The bill, the America COMPETES Reauthorization Act of 2010 seeks to double authorization funding for federal basic research programs over the next 10 years at the National Science Foundation, the National Institute of Standards and Technology and the Energy Department Office of Science. The bill cleared the House Science and Technology Committee April 28; its primary sponsor is Rep. Bart Gordon (D-Tenn.).

Debate over the authorization ended after House members voted 292 to 126 to approve a parliamentary measure introduced by Rep. Ralph Hall (R-Texas), the senior Republican member of the science and technology committee.

The measure, called a motion to recommit, added a section disallowing the payment of salaries with the money authorized by the bill to any individual disciplined for viewing pornography on a government computer. The NSF inspector general has caught (.pdf) employees there accessing it with government computers. The motion also cut the spending authorization down to $38.5 billion by striking out new programs in the bill, eliminating authorization after fiscal 2013 and freezing funding at current levels.

Rather than allow the House to vote on Hall's version, House leadership then withdrew the bill from consideration. Hall had called for a roll call vote on his motion, apparently scaring some Democrats into supporting the motion.

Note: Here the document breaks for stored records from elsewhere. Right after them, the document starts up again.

PR #4446, opened 2026-07-02
Apply "contains_pii" tag to databases which contain PII

AP-Hunt:
The need/desire for this tag was identified in an incident retrospective


nicholsj (approved):
LGTM thanks

PR #2316, opened 2024-03-21
fix: fix some validation issues & ancient reset;

GalaIO:
### Description

fix: fix some validation issues & ancient reset;

### Changes

Notable changes: 
* fix: fix some validation issues & ancient reset;
* ...

### DIFF
--- a/core/rawdb/freezer.go
+++ b/core/rawdb/freezer.go
@@ -344,8 +344,13 @@ func (f *Freezer) TruncateHead(items uint64) (uint64, error) {
 	}
 	for kind, table := range f.tables {
 		err := table.truncateHead(items - f.offset)
-		// if truncate below tail, try reset to it
 		if err == errTruncationBelowTail {
+			// This often happens in chain rewinds, but the blob table is special.
+			// It has the same head, but a different tail from other tables (like bodies, receipts).
+			// So if the chain is rewound to head below the blob's tail, it needs to reset again.
+			if kind != ChainFreezerBlobSidecarTable {
+				return 0, err
+			}
 			nt, err := table.resetItems(items-f.offset, items-f.offset)
 			if err != nil {
 				return 0, err
@@ -480,8 +485,13 @@ func (f *Freezer) repair() error {
 			continue
 		}
 		err := table.truncateHead(head)
-		// if truncate below tail, try reset to it
 		if err == errTruncationBelowTail {
+			// This often happens in chain rewinds, but the blob table is special.
+			// It has the same head, but a different tail from other tables (like bodies, receipts).
+			// So if the chain is rewound to head below the blob's tail, it needs to reset again.
+			if kind != ChainFreezerBlobSidecarTable {
+				return err
+			}
 			nt, err := table.resetItems(head, head)
 			if err != nil {
 				return err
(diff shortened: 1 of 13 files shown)


core/rawdb/freezer_table.go
```diff
@@ -406,7 +408,7 @@ func (t *freezerTable) truncateHead(items uint64) error {
 		return nil
 	}
 	if items < t.itemHidden.Load() {
-		return fmt.Errorf("truncation below tail, name: %v, tail: %v, head: %v, truncate to: %v", t.name, t.itemHidden.Load(), t.items.Load(), items)
+		return errTruncationBelowTail
```
buddh0, line 411: lost some useful info after modifying?

core/rawdb/freezer.go
```diff
@@ -342,8 +342,16 @@ func (f *Freezer) TruncateHead(items uint64) (uint64, error) {
 	if oitems <= items {
 		return oitems, nil
 	}
-	for _, table := range f.tables {
-		if err := table.truncateHead(items - f.offset); err != nil {
+	for kind, table := range f.tables {
+		err := table.truncateHead(items - f.offset)
+		// if truncate below tail, try reset to it
+		if err == errTruncationBelowTail {
+			nt, err := table.resetItems(items-f.offset, items-f.offset)
```
emailtovamos, line 349: This resetting was the only place with the bug or was there any other place as well?

GalaIO: It will be triggered when the chain rewinds to genesis, it will truncate the head till genesis, but the blob table is special, it has the same head, but a different tail from other tables (like bodies, receipts).

So if the chain is rewound to head below the blob's tail, it needs to reset again.

core/rawdb/freezer.go
```diff
@@ -342,8 +342,16 @@ func (f *Freezer) TruncateHead(items uint64) (uint64, error) {
...
+			if err != nil {
+				return 0, err
+			}
+			f.tables[kind] = nt
+		} else {
 			return 0, err
```
zzzckck, line 355: should be:?
else if err != nil {
  return 0, err
}

core/rawdb/freezer.go
```diff
@@ -469,7 +477,15 @@ func (f *Freezer) repair() error {
...
-		if err := table.truncateHead(head); err != nil {
+		err := table.truncateHead(head)
+		// if truncate below tail, try reset to it
+		if err == errTruncationBelowTail {
+			nt, err := table.resetItems(head, head)
+			if err != nil {
+				return err
+			}
+			f.tables[kind] = nt
+		} else {
```
zzzckck, line 488: same:
else if err != nil {
  return err
}

zzzckck (approved):

core/rawdb/freezer.go
```diff
@@ -342,8 +342,18 @@ func (f *Freezer) TruncateHead(items uint64) (uint64, error) {
 	if oitems <= items {
 		return oitems, nil
 	}
-	for _, table := range f.tables {
-		if err := table.truncateHead(items - f.offset); err != nil {
+	for kind, table := range f.tables {
+		err := table.truncateHead(items - f.offset)
+		// if truncate below tail, try reset to it
+		if err == errTruncationBelowTail {
```
buddh0, line 348: can we do resetItems for sidecars
other table keep as before？
It's a more safe way

buddh0 (approved):

emailtovamos (approved):

PR #2322, opened 2024-03-22
chore: fix typos

xiaoxianBoy:
Fix: minor typo


crypto/secp256k1/libsecp256k1/src/java/org/bitcoin/NativeSecp256k1.java
```diff
@@ -24,6 +24,9 @@
 import com.google.common.base.Preconditions;
 import java.util.concurrent.locks.Lock;
 import java.util.concurrent.locks.ReentrantReadWriteLock;
+
+import org.bitcoin.NativeSecp256k1Util.AssertFailException;
```
zzzckck, line 28: why import this package?

Pjrich1313: Please don't import Eugene is they only one allowed to make changes on encoder for my main server please don't make me block you

PR #2333, opened 2024-03-25
remove code that will not be executed

sellskin:
### Description

The program will exit directly after Fatal, the subsequent code will not be executed.

### Rationale

### Example

### Changes

Notable changes: 
* ...


zzzckck (approved):

emailtovamos (approved):

weiihann:
Please fix the checks

PR #2359, opened 2024-04-01
triedb: do not open state freezer under notries

weiihann:
### Description
This PR fixes a bug on v1.4.x BSC version where a pruned fast node cannot be initialized properly.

"Everybody raise your hand that's for pornography. Come on, raise your hand," Gordon said (.pdf) on the House floor before the roll call vote.

"Nobody? Nobody is for pornography? Well, I'm shocked. So I guess we need this little bitty provision that means nothing; that's going to gut the entire bill. This is an embarrassment, and if you vote for this, you should be embarrassed," he added.

However, spending, rather than deep concern about porn-viewing feds, appears to be at the heart of Republican opposition. In a statement, Hall said the committee-approved version "spends too much money."

In his post-debate statement, Gordon said he was "disappointed that politics trumped good policy."

The Hill reports that House Majority Leader Steny Hoyer (D-Md.) said that Democrats will bring the act back to the floor this week.

For more:
- see the THOMAS H.R. 5116 status page (includes links to the bill's text)
- the text of Rep. Hall's motion to recommit (.pdf)
- a transcript of remarks made on the House floor prior to the vote
- Rep. Gordon's statement on the floor action
- Rep. Hall's statement
- the CBO cost estimate on H.R. 5116 (.pdf)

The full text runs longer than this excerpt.